Background Of The Film
By 1979, Congressman Charlie Wilson had, in peerless fashion, represented Texas' 2nd District for six years. "The liberal from Lufkin” was a paradox who routinely championed the disempowered. He battled for women's rights and seniors' tax exemptions, but the native Texan also opposed gun control. His black constituents were his biggest supporters; he was pro-choice in the Bible Belt. His district loved him. On Capitol Hill, Wilson was perhaps better known for the personal foibles that accompanied his growing political capital. He surrounded himself with a bevy of beautiful assistants, dubbed, naturally, "The Angels.” With his 6'4” frame, booming voice, quick wit and infinite charm, he had a way with the ladies helped by a love of the whiskey. Scandal seemed to follow him everywhere, but as he was so affable, Wilson always managed to dodge any damage. And of all the events occurring in 1979, the Soviet invasion of Afghanistan seemed least likely to appear on his radar. Then again, nothing Wilson did could ever be described as likely.

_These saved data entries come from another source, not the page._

PR #421, opened 2023-08-03
Add a pre-commit hook to block secrets using trufflehog

det:
It would be nice if we had a way to run this in the same trunk invocation as `trunk fmt`, but we don't support that at the moment.


TylerJang27 (approved):
LGTM. Please add to the top-level README.md as well

PR #597, opened 2019-03-25
CANS-1090 Tooltips don't Disappear

nasar-cambria:
https://osi-cwds.atlassian.net/browse/CANS-1090

## Description
During the scroll function, the tooltips don't disappear after you're no longer hovering your mouse cursor over them. Updating tooltips to be used from Component library which fixes the issue.

## Tests

## Types of changes

## Checklist:


app/javascript/Application/components/Assessment/Domain.js
```diff
@@ -152,10 +151,11 @@ class Domain extends Component {
               <Grid item xs={8}>
                 <Typography variant="title" style={{ color: '#0e6f89', fontSize: 16 }}>
                   {title}
+                  <Icon className="domain-help-icon" icon="info-circle" id={`domain-${index}`} />
                   {description ? (
-                    <Tooltip title={description} placement="top" classes={{ tooltip: 'tooltip_' }}>
-                      <Icon className="domain-help-icon" icon="info-circle" />
-                    </Tooltip>
+                    <UncontrolledTooltip style={{ minWidth: '20rem' }} target={`domain-${index}`} placement="top">
```
LeonidMarushevskyi: Can we move style to sass file?

nasar-cambria: It doesn't take className props. So, I have to use inline styles.

denys-davydov: @nasar-cambria Try to wrap `{description}` with a `<div className="class-name-with-min-width">` to avoid inline usage of styles.

app/javascript/Application/components/Assessment/Domain.js
```diff
@@ -152,10 +151,11 @@ class Domain extends Component {
               <Grid item xs={8}>
                 <Typography variant="title" style={{ color: '#0e6f89', fontSize: 16 }}>
                   {title}
+                  <Icon className="domain-help-icon" icon="info-circle" id={`domain-${index}`} />
```
denys-davydov: Not sure if the `<Icon>` should be rendered when there is no `description`. It should probably have the same rendering rules as the following `<UncontrolledTooltip>` element

app/javascript/Application/components/Assessment/Domain.js
nasar-cambria: @denys-davydov good thought but we need to increase the width of the tooltip and by increasing the width of description we may end up cropping some part of it. EX: 
Screen Shot 2019-03-25 at 11 02 54 AM

LeonidMarushevskyi:
Bug created to team CL https://osi-cwds.atlassian.net/browse/CL-147

app/javascript/Application/components/Assessment/Domain.js
wmitchell-cambria: Shouldn't the width of the tooltip automatically adjust based on the content? To me, that sounds like the underlying problem here. We should only have to apply a className to the tooltip in very rare situations, now that most of the styling and behavior is owned by the Component Library.

PR #616, opened 2019-04-01
Regression test suite fix

denys-davydov:
## Description
Regression small fix

## Tests

## Types of changes

## Checklist:


spec/regression/case_worker_scenarios_spec.rb
```diff
@@ -245,7 +245,6 @@ def scroll_to_top
 
   def validate_new_assessment(current_date, client_name)
     @client_profile.go_to_recently_updated_assessment(current_date)
-    expect(@form.global).to have_assessment_page_header
```
denys-davydov: This is to fix regression suite in integration

wmitchell-cambria: Why does Integration not have an assessment page header?

denys-davydov: The removed line was previously needed to validate that we are on the Assessment form page after we went to the page. Now the line is not needed because we are also validating that we are on the Assessment form page with the next line:
```expect(@form.header.child_name).to have_content(client_name)```
The issue with the removed line is that it doesn't take into account the fact that the page could be a Reassessment form as well as an Assessment form. If the validation made by this line is still made by the next line (which also validates the child name), then it can be removed.

wmitchell-cambria: Given we are using curated test data, I would expect the header to be the same in any environment. That is, if it is a Reassessment in Integration, why is not a Reassessment in Preint or local? That sounds like bad data to me, which we should fix.

denys-davydov: Yes, forgot to mention, that the reason for the fix is that the test is failing in Integration while it is not failing elsewhere (yet).
The reason for the failure is (1) the data in Integration and (2) the manner the test is written with. The data (1) could be entered manually and finding a root cause for its existence might be time consumptive. The manner the test is written with (2) could be changed easier because for this particular test case it doesn't actually matter if it is an Assessment form or a Reassessment form. So removing a redundant line seems to be a better solution because: (a) the test becomes less dependent on things that are not under test here; (b) the suite becomes more stable and independent from data entered manually; (c) we are removing redundancy; (d) it is cheaper.

denys-davydov: However, we can still investigate the data issue

wmitchell-cambria: We should definitely investigate. Making the test more stable in the face of changing data goes hand in hand with widening the set of allowed behaviors that get through the test. Because we rely on these tests to help us know when something is going wrong, they should stay as tightly focused in what they test as possible. If we are getting bad data manually entered which affects our tests, that is a larger problem that we should also address.

An alternative way to look at the investigation is not as a more expensive approach, but instead as the test indicating a valid issue. When tests fail, changing the expectations of the test should be a last resort.

denys-davydov: With removing the line test expectation is not changed. It is described here https://github.com/ca-cwds/cans/pull/616#discussion_r271446194

denys-davydov: And here https://github.com/ca-cwds/cans/pull/616#discussion_r271455683
>  for this particular test case it doesn't actually matter if it is an Assessment form or a Reassessment form

wmitchell-cambria: It _does_ change the expectation. The line removed is literally an expectation. Removing it allows both Assessments and Reassessments pass the test, whereas before only Assessments could. We can debate whether this is an appropriate change to the test expectations, but it is a _fact_ that it is a changed expectation.

denys-davydov: It _does not_ change the test expectation, here is why.
The purpose of the line was to ensure that the user was routed to the assessment form page and the page is loaded, and now it is ensured by the next line, which by time was written 2 weeks after it to ensure that the *client data* is loaded as well (not only the page title, because the test was sometimes failing with long data loading), so the previous line became redundant (and there were no Reassessment functionality at that time), but it was not removed at that time by mistake. The test or the line was never created to test 'CANS Assessment/Reassessment Form' label or to test the difference between Assessment/Reassessments behavior, which was not and still is not important for this test scenario. The scenario is called 'Case worker creates and deletes assessment' and it tests the *deletion* because the creation is tested in many other scenarios, and for the deletion it doesn't matter if it is an assessment or reassessment. Additional indirect sign that it doesn't matter is that there is no 'Case worker creates and deletes *re*assessment' scenario. 

So, the expectation of the test scenario is that an assessment form can be deleted, and the expectation was not changed. The removed line was there to ensure that a page is loaded, it is still ensured by the next line that is still there.

denys-davydov:
Reverted the refactoring for reassessment form preparation to separate the concerns. This code will is moved to a separate PR https://github.com/ca-cwds/cans/pull/618

spec/regression/case_worker_scenarios_spec.rb
abelayt: The scenario the test on Int was failing was on checking the title where it is not the same now for Reassessment. This can be fixed either by fixing the test in Int env which still tries to validate the title which has been changed or the approach this PR is taken to fix. I still approve this PR because this approach still makes sense to me.

denys-davydov: Need to mention that we are not talking about **test data**, we are talking about currently existent data on the environment that was created in any possible way, by our tests or by users or by direct db manipulation. The data is not corrupted or "broken" from any perspective, it is just "like real" data. With removing the line, this test scenario becomes independent from the currently existent data in the environment and can be successfully run against any preexistent data on the environment. If we do not remove the line, we will have to "fix" or "prepare" already existent environment data manually from time to time, which regular action I believe we want to avoid. Removing the line will allow both Assessments and Reassessments to pass the test scenario because the type of the assessment is not a concern of this test scenario.

wmitchell-cambria: OK, let me recap, because I have already addressed these points:

1. We are relying on curated data in each environment. We expect the same results in each environment. If we are getting different results, that is a failure of our regression tests that should not be fixed by changing the regression tests. If our data is no longer properly curated, we should fix it and make an effort to prevent it from changing again in the future.
2. Prior to this change, we expected the created assessment in Integration to be an initial assessment, not a reassessment.
3. The test was written to only allow assessments to pass it. The method name references new assessments. It verifies that the header describes a new assessment. The corresponding cell in the spreadsheet references the "Add CANS" button.
4. Whether or not this expectation was originally intended, modifying the test by removing the line changes this expectation.

I am not going to remove my block on this one based on the discussion we have had so far. Regression tests have no value if we change them to match unexpected differences between environments.

denys-davydov:
I could recap my point of view in one simple argument: **assessment/reassessment distinguishing issue is not a concern of this particular test scenario**. That is enough for me to drop that line of code with a clear conscience. 
If it is not enough for the team, I am fine with closing this PR. The data in Integration was fixed manually yesterday, so the test scenario will not fail there for some period of time. Feel free to create a Tech Debt story that will cover the issue if you think it is needed or if the issue arises again.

The public revelation of Wilson's extraordinary exploits began with a 60 Minutes profile produced by award-winning journalist George Crile in 1988. Crile continued to follow the story and wrote a best-selling book about Wilson's covert war that read like a novel, except it wasn't fiction. As Crile noted in his book, "It was January of 1989, just as the Red Army was preparing to withdraw its soldiers from Afghanistan, when Charlie Wilson called to invite me to join him on a fact-finding tour of the Middle East. I had produced a 60 Minutes profile of Wilson several months earlier and had no intention of digging further into his role in the Afghan war. But I quickly accepted the invitation.

The trip began in Kuwait, moved to Saddam Hussein's Iraq, and then to Saudi Arabia—a grand tour that took us all to three of the countries that would soon take center stage in the Gulf War. For me, the trip was just the beginning of a decade-long odyssey.”

Wilson's outrageous tale of international intrigue and global politicking, cast with colorful characters who dreamed of glory, captivated the veteran reporter. It also proved to be an extraordinary challenge to document the confounding saga of Muslim fundamentalists, Jewish arms dealers and CIA agents working in tandem with two Texans and a Greek-American CIA agent. Crile's wife, publisher Susan Lyne, explains: "No one involved knew the whole story. Charlie knew his part; Gust his, Joanne hers. George interviewed Charlie and Gust many times over many years and as they learned to trust him, they gave up a little more each time. George had to put all the pieces together and then find a narrative arc that would invest the reader in the characters and the outcome.”

Obtaining and deciphering the material was a monumental task, especially since Crile never quit his day job. "The time it took seems ridiculous [13 years from that first trip to publication], but he was unraveling secret deals with countries that don't even acknowledge each other, CIA covert ops and the inner workings of congressional committees,” Lyne recalls.

Her sister, Barbara, became Crile's cheerleader and sometime gadfly— supporting, editing and otherwise urging him to finish the book. She was so instrumental to his process that he dedicated the book to her.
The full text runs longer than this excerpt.